- **WHAT THE TASK ASKS**: Copy every record below, exactly as written.

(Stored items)
PR #1309, opened 2023-01-16
fix: filters ui issues

meelrossi:
Fix several ui issues in filter section

- Fix collection filter field overgrowing when filtering with a very large collection name
- Reset button not applied until user press save
- Add rounded corners to menu in mobile view


juanmahidalgo (approved):
LGTM! 🙌

PR #1310, opened 2023-01-16
feat: add category dropdown collapsible option

meelrossi:
- collapse dropdown menu item when clicked twice
- if the section doesn't change do not call onChange again
https://user-images.githubusercontent.com/11800206/212762453-985ba4b7-cad2-448e-b22f-411ab1f214df.mov


juanmahidalgo (approved):
LGTM! 👏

- **EXERCISE SOLUTION**:
PR #1309, opened 2023-01-16
fix: filters ui issues

meelrossi:
Fix several ui issues in filter section

- Fix collection filter field overgrowing when filtering with a very large collection name
- Reset button not applied until user press save
- Add rounded corners to menu in mobile view


juanmahidalgo (approved):
LGTM! 🙌

PR #1310, opened 2023-01-16
feat: add category dropdown collapsible option

meelrossi:
- collapse dropdown menu item when clicked twice
- if the section doesn't change do not call onChange again
https://user-images.githubusercontent.com/11800206/212762453-985ba4b7-cad2-448e-b22f-411ab1f214df.mov


juanmahidalgo (approved):
LGTM! 👏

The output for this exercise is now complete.